6.25.2008

ニューヨーク、ブルックリンにて。そして……


 午前五時。ニューヨーク市、ブルックリンのホテル。マンハッタンじゃなくてブルックリンに滞在してるのは、おれがマンハッタンで浮かれるような田舎者ではなく、もっとヒップでスマートな人間だから。…うそ。…だって、マンハッタンのホテルは異常に高いんだもん。……いや、まあ、それもあるけど、ずっと、ニューヨークを訪れる時はブルックリンに来ようと思っていたのだ。やっぱ、ブルックリンでしょ。ウディ・アレンに「ブルックリン最終出口」にポール・オースターに「ナイト・オン・ザ・プラネット」に……あとなんだっけね? もっとも、ブルックリン、と言ったって、ニューヨークにある五区のうち、最大の人口を擁する区を指すわけで、面積も広く、地図から察するに、というか、かなりラフな目分量だけれども、世田谷区と大田区と目黒区を合わせたくらいの広さはあると思われるので、場所によって様々なんだろうけど。
 ところで、タバコが吸いてえよ。アメリカに来てから、まだ二本しか吸ってないんだけどね。吸う場所も非常に限られてるし値段も高いし(銘柄によってじゃっかんの違いはあるものの概してイリノイ州で7ドル、ニューヨーク州で9ドル)。吸った1本はシカゴのブルーズ・フェスティヴァルで、マックスが黒人のちょいクレイジーなじいさんにもらって美味そうに吸ってたからおれもつい便乗して。もう1本は、アムトラックの長〜い停車中に、ジャストサイズの黒シャツにスリムなグレーのスラックスに先の尖った革靴をはいたおしゃれだけど場違いなロシア人の男に、半ば強引にすすめられて(なんとケイシーはメガネのくせに!自分のタバコを持っていた。そしてさすがロシア文学専攻、いつのまにかロシア語で会話してる)。この2本目のパーラメントが効いてるなあ。五臓六腑に染み渡ったもんなあ。くっそーロシア人め。要らないって断わったのに……最初は。
 まあいいや、ホテルはもちろん禁煙だし、こんな朝っぱらから売ってるとこないだろうし……で、話を戻すと、ブルックリン、いいよ〜。もう、マンハッタンは行かなくてもいいかな、と最初は思ったくらい。まあ、行ったけど。今日も行く予定だけど。マンハッタンに行くというよりは、美術館にね。昨日はブルックリンの5th Ave.と7th Ave.をぶらぶらした。昼時、7th Ave.でたまたま通りがかったこぢんまりしたイタリアンレストランに入って、ランチを取ったのだけど、めっちゃ美味かった。アメリカに来てから一番美味かった。いやいや、アメリカではぶっちぎりのダントツで、人生の中でもイタリアン部門ベスト3に入るくらい美味かった。出てくるのがやたら遅かったけどね。その間についついワインを飲み過ぎてすっかり酔っ払ったぞ。だって注文してからメインのパスタが出てくるまで小1時間。ランチ時で混んでたってのもあるけどそれにしてもね。だけど、おれ以外のみんなはとくに気にするふうでもなく、ぺちゃくちゃおしゃべりしつつ本や新聞を読みつつ、待ってるんだな。むしろ最も時間的余裕があるのは旅行者であるおれのはずなんだけど。あれ、そこの白衣を着た人を含む団体さん、昼休みじゃないの? そこのおねえさんも? 昼休み何時間?
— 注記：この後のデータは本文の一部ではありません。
PR #396, opened 2015-05-13
allow the backup process to work after a hostname change

Xoib:
After a few days I of use, I had to change  the hostname of the server.
I am using an external dns, so at first I had to change things only there. But after a some days, I saw that daily backup was failing because of that. So I fixed it and because it might happen to someone else I am sharing the patch.

### DIFF
--- a/management/backup.py
+++ b/management/backup.py
@@ -191,7 +191,8 @@ def perform_backup(full_backup):
 			"--volsize", "250",
 			"--gpg-options", "--cipher-algo=AES256",
 			env["STORAGE_ROOT"],
-			"file://" + backup_dir
+			"file://" + backup_dir,
+                        "--allow-source-mismatch"
 			],
 			env_with_passphrase)
 	finally:


JoshData:
I don't understand how a hostname change affected the backup. Can you elaborate?

Xoib:
From duplicity man page : 

--allow-source-mismatch
Do not abort on attempts to use the same archive dir or remote backend to back up different directories. duplicity will tell you if you need this switch.

I guess there is some consistency check within the backup process of duplicity that include the hostname as potential source mismatch.

Xoib:
Step to reproduce:

- Install mailinabox, let it run one day so at least one automated backup is made
- Change the hostname of your server via ```hostname mynewhostname``` (use sudo if you aren't root) or by manually modifying /etc/hostname (+ /etc/hosts to make it right)
- Next time an automated backup will be triggered, it will fail without this patch.

Merging this patch can't do harm anyway btw.

JoshData:
Merged, thanks!

Issue #368, opened 2015-03-29
owncloud 8 complains that php5-apcu is below version 4.0.6


hnk:
This is not directly related to miab but I think it should be configured when using owncloud.
When owncloud 8 is installed and one opens the admin console, it advises you of misconfigurations.

Apparently there are some critical issues in the php5-apcu version 4.0.2 that is supplied with Ubuntu 14.04.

……とここまで書いて、続きはまた夜にでも……のつもりが、その後はまったく書きたくなくなって、あるいは書けなくなって、もう日本。川崎の自宅。ゆうべ帰ってきた。時差ぼけの午前五時。
 書きたくなくなったor書けなくなったのは、やっぱニューヨーク、刺激強すぎてね。いろいろ思うこと考えることありすぎてね。たぶん、それを即席の文章にできなくなったんだと思う。軽薄な文章にしたくなかったんだと思う。文章書くのって難しいわ。ブログだからなおのこと難しいのかもしれんが。毎日のようにぎょうさん書いてる素人ブロガーの方って、凄いよなあ。あ、もちろん、今のには皮肉の毒薬が混じっています。ははは。

 その後の数日間In NYについては(いや、アメリカ旅行全般について、と言ったほうがいいか)、おいおいここで、あるいはどこかで、書くことにします。そのまんま、あるいは(こっちのほうが可能性は高いけど)、虚構を交えて。

 一言だけ。
 ……いや、止めた。
 ではまた。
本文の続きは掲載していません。